I remember my sister begging my mom to wax when we entered her teens so must have been 13-14 and she wasn’t allowed to immediately. But eventually she was – I think she may have been 15ish. I was allowed to earlier 😉
I don’t think it’s directly the media but more like peer pressure. If a lot of girls in your school wax then you start feeling funny (or get teased) being the ‘hairy one’. And that’s also the age when girls start getting interested in boys, so you become more conscious of your appearance.
I don’t think what our mothers did had any impact. If anything, we’d want to look as unlike our mothers as possible.
What age is appropriate – that’s a tough one. So much is cultural. Like in India, it’s common to get girls ears pierced young… in other countries this is seen as both unnecessary and akin to letting girls wax.
you are right about the cultural aspect. ear and nose piercing is a huge issue between parents and kids in the western countries. and for us it is something that is done without thinking about it. 🙂
Growing up in a middle-class family, make-up was synonymous with being girlie (strick no-no, wonder why), lack of ambition and quite simply a diversion to be avoided in order to make ‘something of yourself’. Despite great interest in creative arts, fashion and (I shudder to say) glamour, I was too busy proving that I could be as badass as boys around me. So I chose to do math and business instead – yeah, came from not getting distracted with painting nails I guess.
Funny thing, as I stepped into the working world, I was shocked to see women who looked oh so good (wow, where did you get 30 minutes this morning to do that to yourself) every day and then being even better at their work. Clearly, nobody had told them looking good was type-casting them (hah, realized quite quickly it wasn’t!).
Moved to the US a few years later and love the fact that so many of those women at the top can rock 5inch heels.
I have 2 daughters so what do I teach them – balance. Yes, looking good is important (that message doesn’t get anywhere because they’d rather go to school with uncombed hair) but it has no correlation with the many other things I teach them.
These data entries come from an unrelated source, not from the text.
Issue #158, opened 2016-07-15
Swagger spec which uses special characters shows an error dialog


tfesenko:
We have a Windows user who uses special characters (from Icelandic alphabet). 
The user reported the following error (see https://support.reprezen.com/helpdesk/tickets/133):

> ‘Update SwagEdit validation markers‘ has encountered a problem.
> An internal error occurred during: “Update SwagEdit validation markers“
> 
> When I press details I get some extra info that seems to point to some encoding issue.
> I can‘t seem to find anything on google regarding this issue so I really need your help.
> I will send a screenshot as well as the .yaml  code as it is right now.
> 
> I am running on windows.
> 
> I had been writing the project for a couple hours without any problems when this suddenly happened.
> I am not entirely sure what I did but it felt like this happened when I hit CTRL + S to save the project.

I was able to reproduce it on Mac. Note that original encoding is "iso-8859-1":

```
file -I creditcards.yaml
creditcards.yaml: text/plain; charset=iso-8859-1
```

Also, the spec is invalid because the `host` is not specified:

``` yaml
info:
  description: yoyoyo
  version: 1.0.0
  title: CreditCards
host: 
```

This has high priority

tedepstein:
Heard back from Egill:

> Thanks for quick responses, great service.  It worked for me to set the default to UTF-8 and writing Icelandic letters even seems to work after that.

I'm still not sure what this means for us though:  should we change the default encoding for Windows installation and possibly other platforms, and/or just recommend this as a workaround if users encounter the problem?  Or is there a better solution?

Also, I assume we need to do something with exception handling so that users don't see repeated modal error messages whenever they type in the editor.

I've attached the problem source file here.

[creditcards.zip](https://github.com/RepreZen/SwagEdit/files/369016/creditcards.zip)

ghillairet:
The problem looks like JSON only allows UTF encodings, the special character contain in the sample projects were encoded in iso-8859-1 which causes a parsing exception to be thrown.

I made the changes to force the parsing of swagger document using UTF-8 encoding.

I don't know what's the default file encoding in Eclipse for Windows, but we should encourage users to set it to UTF-8. This can be done in Eclipse > Preferences > General > Workspace > Text file encoding. 

Link to PR https://github.com/RepreZen/SwagEdit/pull/160

tfesenko:
I suggest to limit the scope of this issue to the following:
[...]

PR #160, opened 2016-07-21
[#158] Swagger spec which uses special characters shows an error dialog

ghillairet:


com.reprezen.swagedit/src/com/reprezen/swagedit/json/JsonDocumentManager.java
```diff
@@ -90,6 +94,34 @@ public JsonNode getDocument(URL url) {
...
+     * object mapper passed as parameter.
+     * 
+     * It also forces the content of the URL to be read with UTF-8 encoding, considering that only UTF encodings are
+     * valid encodings for JSON inputs.
+     */
+    protected JsonNode doRead(ObjectMapper mapper, URL url) throws Exception {
+        try (InputStream stream = url.openStream()) {
+            try (BufferedReader reader = new BufferedReader(new InputStreamReader(stream, "UTF-8"))) {
+                return mapper.readTree(reader);
+            } catch (CharConversionException e) {
```
tfesenko, line 108: Thanks!

com.reprezen.swagedit/src/com/reprezen/swagedit/json/JsonDocumentManager.java
```diff
@@ -90,6 +94,34 @@ public JsonNode getDocument(URL url) {
...
+                throw new Exception(e);
+            }
+        } catch (IOException e) {
+            throw new Exception(e);
```
tfesenko, line 112: I wonder why we need to wrap existing `IOException` and `CharConversionException` into a generic `Exception`...

com.reprezen.swagedit/src/com/reprezen/swagedit/json/JsonDocumentManager.java
```diff
@@ -61,24 +65,24 @@ public JsonNode getDocument(URL url) {
         JsonNode document;
         if (url.getFile().endsWith("json")) {
             try {
-                document = mapper.readTree(url);
+                document = doRead(mapper, url);
             } catch (Exception e) {
                 document = null;
```
tfesenko, line 70: Current behaviour on this task branch: 
When I open a model with non-UTF-8 symbols the symbols are silently replaced by the `�`, nothing indicates it - no entries in the error log, no markers in the problem view. In many European languages non-UTF symbols are frequent and loosing them is not what users expect.

While not showing an error dialog is an definite improvement, probably we still should report that something went wrong. 
@tedepstein we need your feedback here on how to indicate that a file has unexpected non-UTF-8 symbols and communicate why they are not allowed. I will list the most obvious options:
1. Display an error dialog on file opening. Yes, this is exactly what we removed in this pull request, but we can make the error dialog more informative and show it only once - on file opening.
2. Show warnings markers. Ideally, they should be shown on the lines where we meet invalid symbols, but I can't tell you effort estimate for this.
3. Report it in the error log. It's probably the easiest to implement, but it's also the least visible.

tedepstein:
@tfesenko and @ghillairet , I have to confess that I don't fully understand how character encoding schemes work, and I would need to do at least a little background reading before I could properly suggest how we should go forward.    Unfortunately I don't have time to do that right now.

@andylowry , I'd appreciate your input here.

andylowry:
@tedepstein, @tfesenko 

First a bit of background: UTF-8 is an "encoding scheme" that is used to encode the Unicode character set. The Unicode character set is intended to cover every single character that has ever been used in any human language, and UTF-8 is capable of encoding every one of them. So it's not really accurate to say that in European languages non-UTF symbols are frequent. It would be more meaningful to say that non-Unicode characters are frequent, but that would also be false.

The problem is that Unicode is not the only character set that has been devised in the world, and UTF-8 (and UTF-16 and UTF-32, all capable of encoding any Unicode text) are not the only encoding schemes. Increasingly, systems are moving to Unicode and its encoding schemes as standard practice, but there are still lots of systems and software that either default to other choices or can be configured to use other choices.

One of the features of Unicode is that its first 128 code positions are exactly aligned with US-ASCII, and the UTF encoding of these characters is also precisely aligned with US-ASCII. So, e.g. a byte with the decimal value 65 is represents the letter "A" in US-ASCII, and likewise in UTF-8. In fact, most other encoding schemes that have been developed - including those catering to European language needs (accented characters, etc.) as well as non-Roman languages (Greek, Arabic, Chinese, etc.) share this strict conformity with US-ASCII in their first 128 character positions (0-127). This has made the underlying tower-of-babel far less of a practical problem than it otherwise would have been, but it has left ample room for pain.

When any piece of software attempts to understand a piece of text, it's looking, of course, at a sequence of bits, and it needs to adopt an encoding scheme to attempt to turn the bits into a sequence of characters in some character set. And that's where the difference between an encoding and a character set shows up. A character set is a 1:1 mapping of integers to glpyhs. An encoding is a set of rules for translating between a bit sequence and a the characters in a given character set. Encoding schemes are generally associated with character sets, but there may be multiple encoding schemes for the same character set. That's the case, for example, with Unicode.

Unicode has four encoding schemes that have not become completely obsolete:
- UTF-8 is a variable-width encoding scheme and is the most common scheme for external storage of Unicode text. It uses anywhere from one to four bytes to encode each character in the sequence, with the first byte of the sequence indicating - via its high order bits - how long the sequence is. E.g. if the highest bit in the first byte is zero, then this is a one-byte encoding, and the other 7 bits identify a character in the range 0-127. This is the part of Unicode that aligns with US-ASCII. If the first two bits in the first byte are `11` then this is a two-byte sequence, and so on. In multi-byte sequences, each subsequent byte must have `10' as its high-level bits, so it is possible (and in fact quite likely) for data that is _not_ intended to be UTF-8 encoded text to present encoding failures - points in the bit stream where the data does not correspond to any possible UTF-8 encoding.
- UCS-2 is an encoding scheme in which each character is encoded in two bytes. I believe it was the encoding initially used by Java internally, but Java now uses UTF-16. UCS-2 is not capable of representing the entire Unicode character set.
- UTF-16 uses either one or two 16-bit values to represent a Unicode character, and I believe that every valid UCS-2 character encoding is identical to its UTF-16 encoding, but I'm not completely sure of that.
- UTF-32 uses a single 32-bit value to encode every Unicode character. The gcc compiler - and I believe recent Python implementations - use UTF-32 internally.

So how's a piece of software to know what it's looking at? In the case of XML, there's a header that's carefully constrained to contain only US-ASCII characters, which - as mentioned above - aligns with nearly every character scheme in use. That header includes an "encoding" attribute that identifies the encoding. However it's very common for programmers to screw this up and just mark every XML file they produce as "UTF-8" without taking care to actually use that encoding for the content.

Some programs - like Eclipse - can be configured to assume one of various character encodings. Some, like emacs, have rich features for changing the encoding of a file being edited, translating the data accordingly.

Some programs will attempt to discern the encoding by examining the data, but this is difficult and never fool-proof.

The JSON spec (RFC 4627) includes the following:

>  JSON text SHALL be encoded in Unicode.  The default encoding is  UTF-8.
> 
>  Since the first two characters of a JSON text will always be ASCII  characters [RFC0020], it is possible to determine whether an octet stream is UTF-8, UTF-16 (BE or LE), or UTF-32 (BE or LE) by looking at the pattern of nulls in the first four octets.

The YAML specification also specifies Unicode character set, and it requires processors to support both UTF-8 and UTF-16 encodings. It mentions that processors that wish to be JSON-compliant must also support UTF-32.

This means that a YAML editor like YEdit (and hence SwagEdit) is required to understand UTF-8, UTF-16, and UTF-32 encodings. They are not required to understand any other encoding, and probably do not. When faced with other encodings (or non-textual data), all they can really do is _attempt_ to interpret the data as a sequence of Unicode characters and fail as gracefully as possible when invalid bit sequences are encountered. I'm sure that's what's giving rise to the `�` characters Tanya reported.

So what can _we_ do to help our users? I would say it really comes down to a few practical things:
1. When invalid sequences are encountered, create a warning to that effect. This might be difficult to address in SwagEdit, and may require changes to YEdit. Here I'm talking about invalid encodings, not invalid YAML or Swagger.
2. Modify API Studio to ensure that the workspace default encoding is always UTF-8 in our RCS product.
3. Modify SwagEdit to check the workspace default encoding and offer some sort of warning dialog explaining the situation and offering to change the preference (should also have a "don't bother me about this again" checkbox).
4. Create a FAQ item explaining the issue and our recommended practice.

I don't think it's practical for us to try to do something smart with files that use other encodings. JSON & YAML files aren't marked with encodings like XML is (in fact, XML is fairly unusual in that respect - most file formats have no provision for declaring a character encoding). Asking the user would be weird and would probably be asking them a question they don't know how to answer. Attempting to automatically detect an encoding is far from fool-proof.

andylowry:
It's also worth understanding where the "Latin" encodings fit in this picture. There are several of these, all issued as variants of ISO 8859. These are all 8-bit encodings of character sets optimized for different European languages, and they became quite common long ago and have far from died off. Each one assigns several characters to range 128-255, i.e. bytes with their high order bit set.

Attempting to read a file in one of these encodings will fail when one of these high bytes is encountered, since by UTF-8 rules the byte will either be invalid or will introduce a multi-byte sequence that may be invalid even if its first byte is valid. Even if the byte and its successors happen to constitute a valid UTF-8 sequence, the result will certainly not be what's intended.

tedepstein:
Great explanation, Andy.  No doubt it took you some time, but you saved me a lot of headaches.

As for the recommendations:

> When invalid sequences are encountered, create a warning to that effect. This might be difficult to address in SwagEdit, and may require changes to YEdit. Here I'm talking about invalid encodings, not invalid YAML or Swagger.

Let's assess the difficulty of doing this.  If it's going to be really hard to detect these cases, we can live without the warning, I think.

> Modify API Studio to ensure that the workspace default encoding is always UTF-8 in our RCS product.

This default controls the encoding of files created in the workspace, and the default _decoding_ of files opened in editors, fed into parsers & compilers, etc.  Correct?  

This was the part I wasn't entirely sure about.  My concern is that it might cause problems in decoding files that exist in the user's environment.  I assume that the Eclipse developers gave some thought to the default encoding assumptions, and messing with this factory default could have unintended consequences.

Clearly, Eclipse allows you to explicitly set the encoding on a per-file basis, overriding the default.  It also allows the workspace default encoding to be specialized for certain content types:

image

It seems to me that it might be safer to leave the Eclipse workspace encoding as the default, which is platform-dependent and is determined by Eclipse, and just override the default for YAML and JSON.  For some reason I don't see JSON in the Content Types list, but I assume that's something we can figure out.

What do you think of that idea?  

> Modify SwagEdit to check the workspace default encoding and offer some sort of warning dialog explaining the situation and offering to change the preference (should also have a "don't bother me about this again" checkbox).

Sounds good, but we generally avoid using negatives in the wording of these checkboxes.  So the checkbox label should be more like "Verify encoding scheme when loading a file". Checked by default, and with an option to re-enable in SwagEdit preferences.

> Create a FAQ item explaining the issue and our recommended practice.

Good idea.  Starting with the very friendly explanation in your comments here.

andylowry:
@tedepstein, I was unaware of the per-content-type default encoding settings. I agree that's far preferable. I've just played around with it a bit, and it seems to handle things nicely. It turns out that eclipse keeps track of encoding settings for all resources and containers in a workspace. (Look at their properties to see this.) By default, containers (e.g. projects, folders) inherit their default encoding from their parent (and the workspace gets its default form preferences), and resources inherit their default from their immediate container unless their content type specifies a default encoding. You can manually change the encoding of any resource or container, but that doesn't recursively change contained resources and containers that currently show as inheriting their encoding. Instead, their encodings are retained and marked as non-inherited.

Or at least that's what I've gathered from a bit of experimentation. Seems pretty logical to me.

Here's a page that describes how plugins can define new content types: http://help.eclipse.org/mars/index.jsp?topic=%2Forg.eclipse.platform.doc.isv%2Fguide%2Fruntime_content_contributing.htm

It would seem advisable for us to create a content type for RAPD-ML files at the very least. The fact that - (at least  in my workbench) there is no JSON content type is surprising to me. We might want to define one, with UTF-8 as its default encoding, but I wonder if other available plugins also do so, and what would happen if more than one plugin tries to define the same content type? A quick search didn't yield any info on that last point.

We can also create "Swagger" subtypes of both YAML and JSON, and I think it certainly makes sense for SwagEdit to define these.

Whatever is responsible for creating the YAML content type in my workbench did not assign a default encoding, which it obviously should, given that the YAML spec requires Unicode character set.

It might also be a good idea to create an Xtend content type that sets utf-8 as a default encoding, since without that the guillemet characters in templates are not recognized.

Eclipse also supports the creation of "detectors" to decide whether a given stream of data corresponds to a particular content type. We might want to recast our current `LoadabilityTester` implementations as content type detectors.

tedepstein:
> It would seem advisable for us to create a content type for RAPD-ML files at the very least. 

Out of scope for SwagEdit, but I will open an issue in Jira for this.

> The fact that - (at least in my workbench) there is no JSON content type is surprising to me. We might want to define one, with UTF-8 as its default encoding...

Also, I think, separate from SwagEdit.  

> We can also create "Swagger" subtypes of both YAML and JSON, and I think it certainly makes sense for SwagEdit to define these.

Wondering if that's needed, or appropriate, because the UTF encoding requirements and recommendations are native to JSON and YAML.  So providing the YAML content type and setting its default encoding seems like something that belongs in YEdit.  

@tfesenko  and @ghillairet , would it be practical to open an issue in YEdit and address this as a PR to YEdit?  Of course we can maintain the fork ourselves, we don't need to wait for YEdit to merge the PR.  But it would be good to first get an indication from the YEdit author as to whether he recognizes the problem, and would be inclined to merge a fix.

We could consider a similar approach for JSON.  I will include this in a Jira issue.

> It might also be a good idea to create an Xtend content type that sets utf-8 as a default encoding, since without that the guillemet characters in templates are not recognized.

Also for consideration in API Studio, outside scope of SwagEdit.

> Eclipse also supports the creation of "detectors" to decide whether a given stream of data corresponds to a particular content type. We might want to recast our current LoadabilityTester implementations as content type detectors.

IIUC, ContentType determines default encoding (maybe among other things), and LoadabilityTester determines the icon decoration in file views and determines the default editor.  Correct?

In that case, I still think it makes sense to keep these separate.  Default content type of UTF-8 should apply to all YAML files, including, for example, the YAML files that API Studio uses for GenTarget configuration.  Swagger icon decoration and default editor assignment should only apply to Swagger YAML files.

andylowry:
@tedepstein The reason I thought Swagger subtypes for YAML and JSON content types would be worth considering in SwagEdit is the possibility of replacing our "loadability testers" with content type "detectors," which would make them more widely usable and efficient (due to eclipse' resource bookkeeping), and could simplify some of our code, e.g. in wizards. Agreed that the other two aspects of content type - file type associations and default encoding - would be fully covered in the YAML and JSON content types.

com.reprezen.swagedit/src/com/reprezen/swagedit/json/JsonDocumentManager.java
ghillairet, line 112: Yes I should change that.

tedepstein:
@andylowry , @tfesenko , this has been in limbo for a while.  I just had a quick read through this, and it seems like most of what was discussed after the last commit is possible follow-up work that could be extracted to separate issues, and prioritized independently.

@tfesenko , can you please review, extract issues as appropriate, and merge if you think it's OK in its current state?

When it comes to painting nails – I allowed them to paint their nails when they were 8. The excitement of going to school with painted nails lasted precisely 2 weeks. Now, it happens when they have friends over and they all want to play crazy – they’ll paint nails, put make-up on each other and by the end of the day all of it will be washed off. I occasionally take the girls with me for my little indulgence – a pedicure. they kind of like feeling ‘adult’ and getting feet scrubbed but it is usually a reward for something they did well.
When can they wax – whenever they feel ready for it. The last thing I want my daughters to feel is be embarrassed about their body. they wear tank tops, shorts etc all the time – I don’t want them to feel conscious about these things. They already will be facing enough pressure in their teens to conform. (I’d rather put my foot down for many other things).